_Work task:_ In the listing below, find the line that contains "PR #1134, opened 2026-07-27" and the line that contains "This mode is". Quote both and every line between them, exactly, and nothing more.

_Task inputs:_

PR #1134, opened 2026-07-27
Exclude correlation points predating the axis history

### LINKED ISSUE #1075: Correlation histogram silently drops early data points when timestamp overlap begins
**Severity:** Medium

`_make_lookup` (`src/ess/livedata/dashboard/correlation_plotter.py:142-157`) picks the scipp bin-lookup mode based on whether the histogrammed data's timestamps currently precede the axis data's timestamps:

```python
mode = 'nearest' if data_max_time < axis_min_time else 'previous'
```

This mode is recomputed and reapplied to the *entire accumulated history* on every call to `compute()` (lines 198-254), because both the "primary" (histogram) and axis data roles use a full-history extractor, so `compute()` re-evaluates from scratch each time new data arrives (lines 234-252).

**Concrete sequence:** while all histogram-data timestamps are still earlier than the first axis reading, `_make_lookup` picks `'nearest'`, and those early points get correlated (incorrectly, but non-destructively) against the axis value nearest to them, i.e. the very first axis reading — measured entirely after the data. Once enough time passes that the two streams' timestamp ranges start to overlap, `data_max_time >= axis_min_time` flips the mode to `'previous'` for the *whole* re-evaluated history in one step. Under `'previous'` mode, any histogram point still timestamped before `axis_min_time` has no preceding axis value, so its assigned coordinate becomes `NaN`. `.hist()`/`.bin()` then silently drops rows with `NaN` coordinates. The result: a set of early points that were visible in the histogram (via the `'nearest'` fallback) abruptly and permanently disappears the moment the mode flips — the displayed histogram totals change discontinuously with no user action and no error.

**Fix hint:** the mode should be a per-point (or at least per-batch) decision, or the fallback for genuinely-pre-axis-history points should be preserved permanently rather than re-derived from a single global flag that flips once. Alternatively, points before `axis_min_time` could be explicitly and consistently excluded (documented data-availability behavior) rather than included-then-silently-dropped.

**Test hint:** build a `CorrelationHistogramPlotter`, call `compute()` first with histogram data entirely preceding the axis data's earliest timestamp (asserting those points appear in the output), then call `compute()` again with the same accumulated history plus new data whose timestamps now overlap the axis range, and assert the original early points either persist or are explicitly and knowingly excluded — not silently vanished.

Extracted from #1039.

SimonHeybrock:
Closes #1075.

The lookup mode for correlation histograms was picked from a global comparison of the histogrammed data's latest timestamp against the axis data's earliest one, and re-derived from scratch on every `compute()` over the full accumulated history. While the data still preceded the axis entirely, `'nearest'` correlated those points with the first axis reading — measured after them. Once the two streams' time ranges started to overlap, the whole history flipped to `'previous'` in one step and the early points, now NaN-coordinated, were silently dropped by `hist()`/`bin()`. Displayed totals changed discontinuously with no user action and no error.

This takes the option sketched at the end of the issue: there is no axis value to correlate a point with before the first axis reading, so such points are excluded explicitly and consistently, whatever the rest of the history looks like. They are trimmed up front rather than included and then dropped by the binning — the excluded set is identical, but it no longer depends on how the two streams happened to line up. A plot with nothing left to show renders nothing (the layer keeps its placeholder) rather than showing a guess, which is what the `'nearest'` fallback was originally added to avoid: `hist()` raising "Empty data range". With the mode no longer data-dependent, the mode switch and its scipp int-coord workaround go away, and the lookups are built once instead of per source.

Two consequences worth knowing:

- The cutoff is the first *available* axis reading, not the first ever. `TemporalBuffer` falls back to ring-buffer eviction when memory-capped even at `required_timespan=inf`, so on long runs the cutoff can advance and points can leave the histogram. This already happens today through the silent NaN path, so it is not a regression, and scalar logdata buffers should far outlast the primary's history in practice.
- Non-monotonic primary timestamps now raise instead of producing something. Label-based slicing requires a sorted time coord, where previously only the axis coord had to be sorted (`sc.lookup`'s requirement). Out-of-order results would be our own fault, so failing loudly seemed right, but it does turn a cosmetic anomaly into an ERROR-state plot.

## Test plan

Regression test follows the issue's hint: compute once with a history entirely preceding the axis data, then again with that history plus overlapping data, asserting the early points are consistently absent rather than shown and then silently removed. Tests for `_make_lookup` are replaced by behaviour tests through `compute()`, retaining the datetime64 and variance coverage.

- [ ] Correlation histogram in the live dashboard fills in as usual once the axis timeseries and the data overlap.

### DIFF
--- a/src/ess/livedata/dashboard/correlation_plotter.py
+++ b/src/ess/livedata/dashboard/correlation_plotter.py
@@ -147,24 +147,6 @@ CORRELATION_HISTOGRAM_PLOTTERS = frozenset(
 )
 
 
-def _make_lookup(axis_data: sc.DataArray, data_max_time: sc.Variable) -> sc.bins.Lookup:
...
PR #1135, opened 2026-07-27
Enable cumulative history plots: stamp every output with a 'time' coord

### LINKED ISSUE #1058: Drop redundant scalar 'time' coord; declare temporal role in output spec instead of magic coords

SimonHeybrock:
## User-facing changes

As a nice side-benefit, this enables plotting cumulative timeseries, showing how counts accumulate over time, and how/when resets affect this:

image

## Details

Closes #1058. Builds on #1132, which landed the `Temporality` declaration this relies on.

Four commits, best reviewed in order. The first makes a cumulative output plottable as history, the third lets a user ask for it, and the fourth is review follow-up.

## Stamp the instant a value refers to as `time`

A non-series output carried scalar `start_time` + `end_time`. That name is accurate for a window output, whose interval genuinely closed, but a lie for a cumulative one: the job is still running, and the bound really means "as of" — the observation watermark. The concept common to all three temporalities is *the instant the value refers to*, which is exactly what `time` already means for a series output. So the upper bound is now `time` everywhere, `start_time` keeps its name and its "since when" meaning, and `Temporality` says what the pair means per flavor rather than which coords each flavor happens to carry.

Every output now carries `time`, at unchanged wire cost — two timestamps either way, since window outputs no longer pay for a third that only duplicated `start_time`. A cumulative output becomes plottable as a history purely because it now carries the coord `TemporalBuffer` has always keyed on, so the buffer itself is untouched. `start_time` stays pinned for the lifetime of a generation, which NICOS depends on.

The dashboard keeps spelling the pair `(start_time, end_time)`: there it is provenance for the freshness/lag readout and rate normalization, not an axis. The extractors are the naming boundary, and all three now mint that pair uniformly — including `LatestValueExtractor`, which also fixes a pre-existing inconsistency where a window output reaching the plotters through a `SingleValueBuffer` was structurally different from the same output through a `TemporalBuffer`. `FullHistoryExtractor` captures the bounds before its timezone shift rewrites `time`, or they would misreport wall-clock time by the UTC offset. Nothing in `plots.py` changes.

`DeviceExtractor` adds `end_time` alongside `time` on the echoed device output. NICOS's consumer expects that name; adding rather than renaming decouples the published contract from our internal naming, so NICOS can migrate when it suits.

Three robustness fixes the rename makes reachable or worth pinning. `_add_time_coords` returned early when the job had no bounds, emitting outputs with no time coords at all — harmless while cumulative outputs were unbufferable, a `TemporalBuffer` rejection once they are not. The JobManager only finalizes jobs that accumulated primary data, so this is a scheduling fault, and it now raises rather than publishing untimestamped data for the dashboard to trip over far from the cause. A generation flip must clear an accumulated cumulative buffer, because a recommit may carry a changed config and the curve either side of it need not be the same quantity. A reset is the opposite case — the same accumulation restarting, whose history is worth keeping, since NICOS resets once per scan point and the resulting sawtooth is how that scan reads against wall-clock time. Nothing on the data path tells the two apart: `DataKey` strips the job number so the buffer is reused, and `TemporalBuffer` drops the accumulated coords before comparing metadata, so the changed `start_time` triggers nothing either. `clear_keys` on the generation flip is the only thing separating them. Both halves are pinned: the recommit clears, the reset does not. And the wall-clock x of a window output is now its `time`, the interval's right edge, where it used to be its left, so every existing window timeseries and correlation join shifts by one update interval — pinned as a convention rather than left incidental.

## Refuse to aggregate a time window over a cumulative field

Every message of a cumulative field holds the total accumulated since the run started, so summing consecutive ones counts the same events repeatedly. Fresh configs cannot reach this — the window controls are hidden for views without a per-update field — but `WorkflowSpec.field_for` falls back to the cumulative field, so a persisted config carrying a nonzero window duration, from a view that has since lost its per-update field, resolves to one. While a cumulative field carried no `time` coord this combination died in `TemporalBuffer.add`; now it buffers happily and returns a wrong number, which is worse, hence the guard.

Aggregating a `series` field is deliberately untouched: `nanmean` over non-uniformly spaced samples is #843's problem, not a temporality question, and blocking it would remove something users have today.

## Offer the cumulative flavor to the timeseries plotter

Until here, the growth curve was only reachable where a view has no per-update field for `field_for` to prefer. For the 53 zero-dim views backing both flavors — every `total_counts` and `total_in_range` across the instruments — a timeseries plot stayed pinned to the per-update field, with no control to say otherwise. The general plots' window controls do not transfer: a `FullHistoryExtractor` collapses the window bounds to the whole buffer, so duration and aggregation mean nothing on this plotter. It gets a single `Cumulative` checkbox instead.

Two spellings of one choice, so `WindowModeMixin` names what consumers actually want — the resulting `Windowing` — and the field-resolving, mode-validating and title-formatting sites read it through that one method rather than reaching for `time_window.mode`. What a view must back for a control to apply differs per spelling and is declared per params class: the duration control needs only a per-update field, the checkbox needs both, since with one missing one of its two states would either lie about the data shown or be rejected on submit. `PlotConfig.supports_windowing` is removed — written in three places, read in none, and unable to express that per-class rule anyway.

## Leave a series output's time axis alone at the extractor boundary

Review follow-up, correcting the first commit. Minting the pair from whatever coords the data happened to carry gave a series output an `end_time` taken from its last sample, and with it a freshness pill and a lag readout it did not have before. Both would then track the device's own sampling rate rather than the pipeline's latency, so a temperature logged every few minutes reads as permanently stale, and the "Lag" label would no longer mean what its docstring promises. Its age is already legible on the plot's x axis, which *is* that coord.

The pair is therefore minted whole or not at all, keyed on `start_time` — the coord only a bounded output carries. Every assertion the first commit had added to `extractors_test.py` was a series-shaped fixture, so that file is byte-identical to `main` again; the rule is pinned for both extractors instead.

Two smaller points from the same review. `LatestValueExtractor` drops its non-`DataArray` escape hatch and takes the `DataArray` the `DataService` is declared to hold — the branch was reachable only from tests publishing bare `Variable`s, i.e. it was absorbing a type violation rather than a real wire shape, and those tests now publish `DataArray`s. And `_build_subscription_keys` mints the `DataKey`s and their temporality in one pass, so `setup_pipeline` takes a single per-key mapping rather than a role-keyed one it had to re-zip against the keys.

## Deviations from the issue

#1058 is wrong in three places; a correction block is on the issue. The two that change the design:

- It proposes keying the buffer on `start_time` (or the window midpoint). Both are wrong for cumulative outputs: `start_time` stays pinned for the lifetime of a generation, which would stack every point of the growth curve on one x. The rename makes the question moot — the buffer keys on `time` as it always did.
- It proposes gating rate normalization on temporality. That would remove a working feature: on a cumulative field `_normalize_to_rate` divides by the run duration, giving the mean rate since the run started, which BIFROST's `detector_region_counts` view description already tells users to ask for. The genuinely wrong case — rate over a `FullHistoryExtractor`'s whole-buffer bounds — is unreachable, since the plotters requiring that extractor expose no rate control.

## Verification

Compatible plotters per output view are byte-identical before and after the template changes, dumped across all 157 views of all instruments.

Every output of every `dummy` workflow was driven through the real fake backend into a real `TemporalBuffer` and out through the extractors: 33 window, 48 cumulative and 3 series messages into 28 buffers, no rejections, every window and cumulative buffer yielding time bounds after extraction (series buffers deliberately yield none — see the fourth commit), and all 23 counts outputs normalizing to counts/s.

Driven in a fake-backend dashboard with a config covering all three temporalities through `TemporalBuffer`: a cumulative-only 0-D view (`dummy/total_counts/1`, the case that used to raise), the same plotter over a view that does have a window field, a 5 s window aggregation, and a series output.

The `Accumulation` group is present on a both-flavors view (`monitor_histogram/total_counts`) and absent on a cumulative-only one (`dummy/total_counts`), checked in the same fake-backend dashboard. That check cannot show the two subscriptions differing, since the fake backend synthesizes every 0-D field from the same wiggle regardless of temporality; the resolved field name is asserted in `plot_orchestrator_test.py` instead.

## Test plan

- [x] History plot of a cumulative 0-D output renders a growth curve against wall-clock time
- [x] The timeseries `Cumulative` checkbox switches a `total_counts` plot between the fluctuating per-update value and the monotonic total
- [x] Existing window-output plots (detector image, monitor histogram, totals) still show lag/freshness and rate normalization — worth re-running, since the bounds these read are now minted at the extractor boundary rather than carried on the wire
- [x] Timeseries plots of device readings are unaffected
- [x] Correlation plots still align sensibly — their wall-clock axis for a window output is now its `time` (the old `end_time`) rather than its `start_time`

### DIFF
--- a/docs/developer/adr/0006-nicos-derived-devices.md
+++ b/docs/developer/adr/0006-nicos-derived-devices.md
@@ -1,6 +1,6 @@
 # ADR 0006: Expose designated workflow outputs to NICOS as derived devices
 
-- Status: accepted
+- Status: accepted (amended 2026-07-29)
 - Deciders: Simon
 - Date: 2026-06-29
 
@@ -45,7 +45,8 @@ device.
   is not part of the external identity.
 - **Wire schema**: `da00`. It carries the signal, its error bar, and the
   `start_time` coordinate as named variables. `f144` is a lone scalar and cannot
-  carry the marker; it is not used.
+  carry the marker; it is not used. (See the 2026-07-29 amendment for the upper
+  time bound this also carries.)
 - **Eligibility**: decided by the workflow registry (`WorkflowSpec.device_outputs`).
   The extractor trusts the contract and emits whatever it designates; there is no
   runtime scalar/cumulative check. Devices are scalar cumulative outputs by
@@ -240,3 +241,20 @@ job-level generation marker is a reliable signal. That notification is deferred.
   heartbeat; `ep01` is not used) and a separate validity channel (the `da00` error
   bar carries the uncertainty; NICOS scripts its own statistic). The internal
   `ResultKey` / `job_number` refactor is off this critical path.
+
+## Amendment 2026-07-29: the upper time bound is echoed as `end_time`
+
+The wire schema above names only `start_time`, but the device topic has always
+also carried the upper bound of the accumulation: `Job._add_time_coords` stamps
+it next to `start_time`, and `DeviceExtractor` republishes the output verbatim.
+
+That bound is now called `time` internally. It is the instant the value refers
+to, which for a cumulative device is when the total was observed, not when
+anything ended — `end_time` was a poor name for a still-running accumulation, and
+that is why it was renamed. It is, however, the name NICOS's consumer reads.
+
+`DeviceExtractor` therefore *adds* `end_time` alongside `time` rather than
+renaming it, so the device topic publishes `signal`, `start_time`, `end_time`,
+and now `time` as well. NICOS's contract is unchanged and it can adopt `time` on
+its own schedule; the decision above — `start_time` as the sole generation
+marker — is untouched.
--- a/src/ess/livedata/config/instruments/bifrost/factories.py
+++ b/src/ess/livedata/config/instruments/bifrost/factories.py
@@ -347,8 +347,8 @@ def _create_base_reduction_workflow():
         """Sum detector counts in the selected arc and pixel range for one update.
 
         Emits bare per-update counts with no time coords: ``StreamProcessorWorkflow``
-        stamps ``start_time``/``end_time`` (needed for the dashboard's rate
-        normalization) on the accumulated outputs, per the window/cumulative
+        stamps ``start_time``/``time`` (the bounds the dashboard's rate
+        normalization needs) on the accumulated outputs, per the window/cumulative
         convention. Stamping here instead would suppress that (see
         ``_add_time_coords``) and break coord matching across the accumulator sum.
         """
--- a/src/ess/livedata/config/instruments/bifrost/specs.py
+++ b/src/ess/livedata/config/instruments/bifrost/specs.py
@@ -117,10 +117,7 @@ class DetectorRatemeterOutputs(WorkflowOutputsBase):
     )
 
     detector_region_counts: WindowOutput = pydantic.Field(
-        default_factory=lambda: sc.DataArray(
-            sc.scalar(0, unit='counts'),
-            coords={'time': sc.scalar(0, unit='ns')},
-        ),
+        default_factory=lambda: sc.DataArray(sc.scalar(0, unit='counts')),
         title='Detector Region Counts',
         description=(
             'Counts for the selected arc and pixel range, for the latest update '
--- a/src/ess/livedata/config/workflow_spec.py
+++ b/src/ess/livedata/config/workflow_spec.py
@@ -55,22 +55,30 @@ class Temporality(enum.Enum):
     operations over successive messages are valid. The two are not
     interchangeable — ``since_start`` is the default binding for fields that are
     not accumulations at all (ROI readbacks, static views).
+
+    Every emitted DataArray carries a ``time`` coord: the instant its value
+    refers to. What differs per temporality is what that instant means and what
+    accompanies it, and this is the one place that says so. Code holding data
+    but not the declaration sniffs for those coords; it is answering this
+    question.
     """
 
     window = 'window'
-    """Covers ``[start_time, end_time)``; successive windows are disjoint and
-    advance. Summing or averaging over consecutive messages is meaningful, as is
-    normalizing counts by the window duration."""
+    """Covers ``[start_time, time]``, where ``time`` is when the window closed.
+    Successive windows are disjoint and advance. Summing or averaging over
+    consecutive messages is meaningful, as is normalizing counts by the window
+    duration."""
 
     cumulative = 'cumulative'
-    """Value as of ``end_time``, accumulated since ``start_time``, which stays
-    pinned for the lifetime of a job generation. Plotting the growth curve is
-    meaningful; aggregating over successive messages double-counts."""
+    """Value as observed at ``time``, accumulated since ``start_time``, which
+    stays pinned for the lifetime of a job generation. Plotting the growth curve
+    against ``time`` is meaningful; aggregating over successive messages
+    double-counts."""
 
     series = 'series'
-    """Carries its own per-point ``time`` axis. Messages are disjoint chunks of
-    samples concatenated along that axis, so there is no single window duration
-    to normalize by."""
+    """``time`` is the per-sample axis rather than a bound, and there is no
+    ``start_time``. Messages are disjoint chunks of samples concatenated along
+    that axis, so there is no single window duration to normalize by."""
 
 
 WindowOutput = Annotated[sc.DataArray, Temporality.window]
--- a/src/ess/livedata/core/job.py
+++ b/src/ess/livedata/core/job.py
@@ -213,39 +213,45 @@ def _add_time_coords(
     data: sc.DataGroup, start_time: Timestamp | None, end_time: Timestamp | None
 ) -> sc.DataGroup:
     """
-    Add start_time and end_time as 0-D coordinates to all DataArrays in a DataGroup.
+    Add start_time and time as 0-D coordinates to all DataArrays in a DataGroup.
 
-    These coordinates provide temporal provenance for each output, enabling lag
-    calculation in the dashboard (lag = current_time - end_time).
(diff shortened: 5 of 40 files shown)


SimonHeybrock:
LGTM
==
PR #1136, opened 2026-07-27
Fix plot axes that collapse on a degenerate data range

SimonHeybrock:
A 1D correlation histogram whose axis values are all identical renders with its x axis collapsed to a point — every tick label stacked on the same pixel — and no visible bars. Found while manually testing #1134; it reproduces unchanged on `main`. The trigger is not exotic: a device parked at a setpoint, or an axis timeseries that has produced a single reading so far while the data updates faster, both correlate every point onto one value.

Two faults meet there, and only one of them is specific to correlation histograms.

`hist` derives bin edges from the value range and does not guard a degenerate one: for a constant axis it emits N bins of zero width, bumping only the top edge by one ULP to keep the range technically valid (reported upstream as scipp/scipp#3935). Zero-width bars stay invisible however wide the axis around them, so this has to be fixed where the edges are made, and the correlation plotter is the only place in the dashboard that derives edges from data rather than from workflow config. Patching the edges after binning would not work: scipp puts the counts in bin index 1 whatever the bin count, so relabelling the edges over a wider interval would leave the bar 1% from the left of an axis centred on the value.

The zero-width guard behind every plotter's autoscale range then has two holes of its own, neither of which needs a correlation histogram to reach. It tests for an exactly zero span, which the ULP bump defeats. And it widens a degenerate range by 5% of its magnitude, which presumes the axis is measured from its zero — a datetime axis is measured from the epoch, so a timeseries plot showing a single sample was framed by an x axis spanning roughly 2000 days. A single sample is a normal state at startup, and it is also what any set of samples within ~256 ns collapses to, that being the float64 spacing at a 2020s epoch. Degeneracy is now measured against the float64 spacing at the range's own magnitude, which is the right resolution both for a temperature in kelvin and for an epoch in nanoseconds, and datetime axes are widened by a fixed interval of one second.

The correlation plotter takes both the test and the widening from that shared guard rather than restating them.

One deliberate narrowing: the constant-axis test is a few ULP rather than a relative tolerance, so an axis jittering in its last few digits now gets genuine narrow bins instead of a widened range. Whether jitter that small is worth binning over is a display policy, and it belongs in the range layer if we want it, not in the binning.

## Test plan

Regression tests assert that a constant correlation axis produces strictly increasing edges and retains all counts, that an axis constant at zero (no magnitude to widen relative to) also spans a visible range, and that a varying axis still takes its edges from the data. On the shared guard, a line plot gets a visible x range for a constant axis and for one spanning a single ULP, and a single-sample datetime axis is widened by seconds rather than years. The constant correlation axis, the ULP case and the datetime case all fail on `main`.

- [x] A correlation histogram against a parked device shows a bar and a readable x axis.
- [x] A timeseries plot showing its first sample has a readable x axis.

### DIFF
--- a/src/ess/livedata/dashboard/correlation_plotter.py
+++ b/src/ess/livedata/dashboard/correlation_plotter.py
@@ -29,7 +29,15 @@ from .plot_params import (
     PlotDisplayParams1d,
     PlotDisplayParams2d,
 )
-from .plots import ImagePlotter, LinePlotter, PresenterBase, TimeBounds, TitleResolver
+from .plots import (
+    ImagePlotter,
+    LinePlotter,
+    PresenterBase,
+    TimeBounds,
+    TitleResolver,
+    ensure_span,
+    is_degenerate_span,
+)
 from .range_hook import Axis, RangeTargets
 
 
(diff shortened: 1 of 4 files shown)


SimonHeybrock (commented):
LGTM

_Solution to this task:_
PR #1134, opened 2026-07-27
Exclude correlation points predating the axis history

### LINKED ISSUE #1075: Correlation histogram silently drops early data points when timestamp overlap begins
**Severity:** Medium

`_make_lookup` (`src/ess/livedata/dashboard/correlation_plotter.py:142-157`) picks the scipp bin-lookup mode based on whether the histogrammed data's timestamps currently precede the axis data's timestamps:

```python
mode = 'nearest' if data_max_time < axis_min_time else 'previous'
```

This mode is recomputed and reapplied to the *entire accumulated history* on every call to `compute()` (lines 198-254), because both the "primary" (histogram) and axis data roles use a full-history extractor, so `compute()` re-evaluates from scratch each time new data arrives (lines 234-252).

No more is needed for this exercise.